Your instructions: Which lines below include "written"? Copy them all.

Stored records:
- - -
PR #466, opened 2024-10-02
fix: update-signals-sdk

ryanbas21:
# JIRA Ticket

Please link jira ticket here

# Description

# Type of Change

# How Has This Been Tested?

# Definition of Done

Check all that apply

- [ ] Coded to standards.
- [ ] Code peer-reviewed.
- [ ] Unit tests are written.
- [ ] e2e tests are written.
- [ ] Change log updated.
- [ ] Demo to PO and team.

## Documentation

- [ ] Acceptance criteria met
- [ ] Spell-check run
- [ ] Peer reviewed
- [ ] Proofread


packages/ping-protect/package.json
```diff
@@ -20,6 +20,6 @@
   },
   "types": "./dist/index.ts.d.ts",
   "dependencies": {
-    "@forgerock/javascript-sdk": "workspace:^"
+    "@forgerock/javascript-sdk": "^4.8.2"
```
ryanbas21: why this change?

packages/ping-protect/package.json
```diff
@@ -1,6 +1,6 @@
 {
   "name": "@forgerock/ping-protect",
-  "version": "4.6.0",
+  "version": "4.6.0-beta.1",
```
ryanbas21: ?

cerebrl (approved):

packages/javascript-sdk/src/fr-auth/callbacks/ping-protect-initialize-callback.ts
```diff
@@ -27,15 +27,27 @@ class PingOneProtectInitializeCallback extends FRCallback {
    */
   public getConfig() {
     const config = {
+      // Required parameter
       envId: this.getOutputByName<string>('envId', ''),
+
+      // Optional parameters
+      agentIdentification: this.getOutputByName<boolean>('agentIdentification', false),
+      agentTimeout: this.getOutputByName<number>('agentTimeout', 0),
```
adamheath-fr: When testing these changes the fact that these values are being defaulted to `0` is causing issues as this is setting the port and timeout to `0` (Meaning the agent does not get connected to).

When the values are not set in the node the expectation is that we should be using the default values, which is in line with the signals SDK init call expecting these values to be present **ONLY** if the default values are not desired - see documentation here https://apidocs.pingidentity.com/pingone/native-sdks/v1/api/#pingone-protect-sdk-for-web:~:text=//%20If%20you%20have,9400)%0A%20%20%20%20%20%20%20%20//%20agentPort%3A%208800 

If default values have to be provided in this class, perhaps we should use the Signals SDK default values here instead?

Default values for these configuration options are:
- `agentPort` = 9400
- `agentTimeout` = 1000

(Default values inferred from documentation here: https://docs.pingidentity.com/pingone/strong_authentication_mfa/p1_using_the_workforce_trust_agent.html#:~:text=the%20agent%20timeout%20(-,1000%20ms,-)%2C%20use%20the%20PingID )

cerebrl: Okay, I can make the changes. Rather than dealing with default values, I'll just remove the config property if it's not on the callback. Would that work better?

adamheath-fr: That would be great - keeps things in line with the Signals expected SDK behaviour and if they update their defaults we don't need any additional update.

Thanks

adamheath-fr:
Tested these changes with the new beta and things are looking good - thanks for the swift turnaround on this. ✅

adamheath-fr (approved):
- - -
Exercise response:
- [ ] Unit tests are written.
- [ ] e2e tests are written.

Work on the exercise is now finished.